Exercise goal
Which lines in the entries below contain the string "opensearch"? Show each of them in full.

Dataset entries
Issue #224, opened 2024-04-11
[FEATURE] Add specs for `ism` namespace


nhtruong:
Part of [Adding missing API specs issue](https://github.com/opensearch-project/opensearch-api-specification/issues/168)

- [x] /_opendistro/_ism/add: ["POST"]
- [x] /_opendistro/_ism/add/{index}: ["POST"]
- [x] /_opendistro/_ism/change_policy: ["POST"]
- [x] /_opendistro/_ism/change_policy/{index}: ["POST"]
- [x] /_opendistro/_ism/explain: ["GET"]
- [x] /_opendistro/_ism/explain/{index}: ["GET"]
- [x] /_opendistro/_ism/policies: ["GET","PUT"]
- [x] /_opendistro/_ism/policies/{policyID}: ["GET","PUT","DELETE","HEAD"]
- [x] /_opendistro/_ism/remove: ["POST"]
- [x] /_opendistro/_ism/remove/{index}: ["POST"]
- [x] /_opendistro/_ism/retry: ["POST"]
- [x] /_opendistro/_ism/retry/{index}: ["POST"]
---
- [x] /_plugins/_ism/add: ["POST"]
- [x] /_plugins/_ism/add/{index}: ["POST"]
- [x] /_plugins/_ism/change_policy: ["POST"]
- [x] /_plugins/_ism/change_policy/{index}: ["POST"]
- [x] /_plugins/_ism/explain: ["GET"]
- [x] /_plugins/_ism/explain/{index}: ["GET"]
- [x] /_plugins/_ism/policies: ["GET","PUT"]
- [x] /_plugins/_ism/policies/{policyID}: ["GET","PUT","DELETE","HEAD"]
- [x] /_plugins/_ism/remove: ["POST"]
- [x] /_plugins/_ism/remove/{index}: ["POST"]
- [x] /_plugins/_ism/retry: ["POST"]
- [x] /_plugins/_ism/retry/{index}: ["POST"]
---
- [x] /_opendistro/_refresh_search_analyzers: ["POST"]
- [x] /_opendistro/_refresh_search_analyzers/{index}: ["POST"]
---
- [x] /_plugins/_refresh_search_analyzers: ["POST"]
- [x] /_plugins/_refresh_search_analyzers/{index}: ["POST"]

dblock:
I started working on this in https://github.com/opensearch-project/opensearch-api-specification/pull/568.

dblock:
[...]

PR #578, opened 2024-09-15
Completed ISM specs and tests.

dblock:
### Description

Completed ISM specs and tests.

### Issues Resolved

Closes https://github.com/opensearch-project/opensearch-api-specification/issues/224.

### DIFF
--- a/spec/namespaces/ism.yaml
+++ b/spec/namespaces/ism.yaml
@@ -33,7 +33,7 @@ paths:
     get:
       operationId: ism.get_policy.0
       x-operation-group: ism.get_policy
-      description: Creates or updates a policy.
+      description: Gets a policy.
       externalDocs:
         url: https://opensearch.org/docs/latest/im-plugin/ism/api/#put-policy
       parameters:
@@ -169,6 +169,8 @@ paths:
       description: Gets the currently applied policy on all indices.
       externalDocs:
         url: https://opensearch.org/docs/latest/im-plugin/ism/api/#explain-index
+      requestBody:
+        $ref: '#/components/requestBodies/ism.explain'
       responses:
         '200':
           $ref: '#/components/responses/ism.explain@200'
@@ -178,6 +180,8 @@ paths:
       description: Gets the currently applied policy on all indices.
       externalDocs:
         url: https://opensearch.org/docs/latest/im-plugin/ism/api/#explain-index
+      requestBody:
+        $ref: '#/components/requestBodies/ism.explain'
       responses:
         '200':
           $ref: '#/components/responses/ism.explain@200'
@@ -190,6 +194,21 @@ paths:
         url: https://opensearch.org/docs/latest/im-plugin/ism/api/#explain-index
       parameters:
         - $ref: '#/components/parameters/ism.explain_policy::path.index'
+      requestBody:
+        $ref: '#/components/requestBodies/ism.explain_policy'
+      responses:
+        '200':
+          $ref: '#/components/responses/ism.explain_policy@200'
+    post:
+      operationId: ism.explain_policy.1
+      x-operation-group: ism.explain_policy
+      description: Gets the currently applied policy on an index.
+      externalDocs:
+        url: https://opensearch.org/docs/latest/im-plugin/ism/api/#explain-index
+      parameters:
+        - $ref: '#/components/parameters/ism.explain_policy::path.index'
+      requestBody:
+        $ref: '#/components/requestBodies/ism.explain_policy'
       responses:
         '200':
           $ref: '#/components/responses/ism.explain_policy@200'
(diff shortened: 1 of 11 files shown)


spec/namespaces/ism.yaml
```diff
@@ -4,18 +4,56 @@ info:
...
+        - $ref: '#/components/parameters/ism.put_policies::query.policyID'
+      responses:
+        '200':
+          $ref: '#/components/responses/ism.put_policies@200'
   /_plugins/_ism/policies/{policy_id}:
     get:
       operationId: ism.get_policy.0
       x-operation-group: ism.get_policy
-      description: Gets the policy.
+      description: Creates or updates a policy.
```
nhtruong, line 36: the group says `ism.get_policy` but the description is Create or Update?

spec/namespaces/ism.yaml
```diff
@@ -4,18 +4,56 @@ info:
...
-        url: https://opensearch.org/docs/latest/im-plugin/ism/api/#get-policy
+        url: https://opensearch.org/docs/latest/im-plugin/ism/api/#put-policy
       parameters:
         - $ref: '#/components/parameters/ism.get_policy::path.policy_id'
       responses:
         '200':
           $ref: '#/components/responses/ism.get_policy@200'
+    head:
+      operationId: ism.exists_policy.0
+      x-operation-group: ism.exists_policy
```
nhtruong, line 46: maybe `policy_exists`?

spec/namespaces/ism.yaml
```diff
@@ -58,6 +110,18 @@ paths:
       responses:
         '200':
           $ref: '#/components/responses/ism.add_policy@200'
+  /_plugins/_ism/remove:
+    post:
+      operationId: ism.remove.0
+      x-operation-group: ism.remove
```
nhtruong, line 116: This should be in the same group as `ism.remove_policy`

spec/namespaces/ism.yaml
```diff
@@ -70,6 +134,20 @@ paths:
       responses:
         '200':
           $ref: '#/components/responses/ism.remove_policy@200'
+  /_plugins/_ism/change_policy:
+    post:
+      operationId: ism.change.0
+      x-operation-group: ism.change
```
nhtruong, line 140: This should be in the same group as `ism_change_policy`

spec/namespaces/ism.yaml
```diff
@@ -84,36 +162,160 @@ paths:
...
+        $ref: '#/components/requestBodies/ism.explain'
+      responses:
+        '200':
+          $ref: '#/components/responses/ism.explain@200'
   /_plugins/_ism/explain/{index}:
     get:
-      operationId: ism.explain_index.0
-      x-operation-group: ism.explain_index
+      operationId: ism.explain_policy.0
+      x-operation-group: ism.explain_policy
```
nhtruong, line 191: Renaming groups will result in breaking changes in the generated clients. Are you sure you wanna do this?

dblock: Yes, it's all new code. I added ISM support that has yet to be merged into any client AFAIK.

spec/namespaces/ism.yaml
dblock: But they have different parameters, one specifies the index in the query, the other in the path. So if you try to make them the same group you get this:

```
{
  file: 'namespaces/ism.yaml',
  location: 'Operation Group: ism.change_policy',
  message: "2 'ism.change_policy' operations must have an identical set of query parameters."
}
```

spec/namespaces/ism.yaml
dblock: Same as for `change_policy` they have different parameters, one specifies the index in the query, the other in the path.

spec/namespaces/ism.yaml
```diff
@@ -44,6 +82,20 @@ paths:
       responses:
         '200':
           $ref: '#/components/responses/ism.delete_policy@200'
+  /_plugins/_ism/add:
+    post:
+      operationId: ism.add.0
+      x-operation-group: ism.add
```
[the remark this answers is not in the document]
dblock: Same as for `change_policy` they have different parameters, one specifies the index in the query, the other in the path.

spec/namespaces/ism.yaml
dblock: We have `exists_component_template` and similar, but none of `_exists`.

spec/namespaces/ism.yaml
nhtruong: That's correct. But as far as the clients users are concerned, which is what the operation group is for, where the `index` param is put in the URL request is irrelevant. We have many API actions, like search, that also allows the index to be specified as either a path param or a query param, the generated clients will favor use it as a path param regardless.

dblock: Ok, I had to add `query` to the one that doesn't really take it, but it won't matter from the client POV I think.

spec/namespaces/ism.yaml
dblock: Updated.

Solution below
Part of [Adding missing API specs issue](https://github.com/opensearch-project/opensearch-api-specification/issues/168)
I started working on this in https://github.com/opensearch-project/opensearch-api-specification/pull/568.
Closes https://github.com/opensearch-project/opensearch-api-specification/issues/224.
         url: https://opensearch.org/docs/latest/im-plugin/ism/api/#put-policy
         url: https://opensearch.org/docs/latest/im-plugin/ism/api/#explain-index
         url: https://opensearch.org/docs/latest/im-plugin/ism/api/#explain-index
         url: https://opensearch.org/docs/latest/im-plugin/ism/api/#explain-index
+        url: https://opensearch.org/docs/latest/im-plugin/ism/api/#explain-index
-        url: https://opensearch.org/docs/latest/im-plugin/ism/api/#get-policy
+        url: https://opensearch.org/docs/latest/im-plugin/ism/api/#put-policy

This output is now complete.